§ **WHAT THE TASK REQUIRES**: Retype, word for word, each line between the lines holding "There should be" and "- Browser: All", inclusive, and leave the rest of the data alone.

*** THE RECORDS Section Begins ***

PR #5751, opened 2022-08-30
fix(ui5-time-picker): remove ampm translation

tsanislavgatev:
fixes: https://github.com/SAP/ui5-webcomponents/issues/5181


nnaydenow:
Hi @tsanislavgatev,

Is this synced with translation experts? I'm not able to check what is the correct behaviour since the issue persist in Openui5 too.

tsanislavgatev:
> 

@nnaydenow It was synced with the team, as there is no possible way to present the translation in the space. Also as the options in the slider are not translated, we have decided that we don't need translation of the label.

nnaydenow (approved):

*** THE RECORDS Section Ends ***
*** THE RECORDS Section Begins ***

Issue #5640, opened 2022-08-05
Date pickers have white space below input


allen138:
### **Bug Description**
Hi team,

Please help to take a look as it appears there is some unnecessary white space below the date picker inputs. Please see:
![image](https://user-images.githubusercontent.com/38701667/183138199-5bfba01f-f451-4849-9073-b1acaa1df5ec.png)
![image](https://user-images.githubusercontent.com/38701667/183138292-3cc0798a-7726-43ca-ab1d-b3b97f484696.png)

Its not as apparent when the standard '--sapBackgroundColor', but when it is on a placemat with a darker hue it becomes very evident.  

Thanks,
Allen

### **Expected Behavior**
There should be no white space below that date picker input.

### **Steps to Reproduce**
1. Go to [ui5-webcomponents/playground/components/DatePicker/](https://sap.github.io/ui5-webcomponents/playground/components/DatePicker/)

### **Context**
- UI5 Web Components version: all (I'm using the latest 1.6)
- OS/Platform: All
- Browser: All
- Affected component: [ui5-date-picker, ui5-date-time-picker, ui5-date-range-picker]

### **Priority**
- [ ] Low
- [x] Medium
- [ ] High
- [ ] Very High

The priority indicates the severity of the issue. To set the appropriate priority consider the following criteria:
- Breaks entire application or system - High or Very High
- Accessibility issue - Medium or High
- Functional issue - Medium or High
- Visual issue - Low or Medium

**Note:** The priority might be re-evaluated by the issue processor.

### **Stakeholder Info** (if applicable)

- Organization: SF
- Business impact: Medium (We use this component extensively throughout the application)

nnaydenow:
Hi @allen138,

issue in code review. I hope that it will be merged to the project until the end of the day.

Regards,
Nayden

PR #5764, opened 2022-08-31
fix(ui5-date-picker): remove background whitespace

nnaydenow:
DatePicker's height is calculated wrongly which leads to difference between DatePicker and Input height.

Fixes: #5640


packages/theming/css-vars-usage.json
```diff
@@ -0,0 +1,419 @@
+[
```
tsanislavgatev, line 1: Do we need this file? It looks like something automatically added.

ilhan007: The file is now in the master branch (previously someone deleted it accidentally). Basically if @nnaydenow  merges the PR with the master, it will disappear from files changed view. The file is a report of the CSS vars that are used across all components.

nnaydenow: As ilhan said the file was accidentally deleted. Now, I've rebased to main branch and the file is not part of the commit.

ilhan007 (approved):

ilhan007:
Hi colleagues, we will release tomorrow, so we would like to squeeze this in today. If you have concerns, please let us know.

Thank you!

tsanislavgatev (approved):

*** THE RECORDS Section Ends ***

§ **ANSWER FOR THE TASK**:
There should be no white space below that date picker input.

### **Steps to Reproduce**
1. Go to [ui5-webcomponents/playground/components/DatePicker/](https://sap.github.io/ui5-webcomponents/playground/components/DatePicker/)

### **Context**
- UI5 Web Components version: all (I'm using the latest 1.6)
- OS/Platform: All
- Browser: All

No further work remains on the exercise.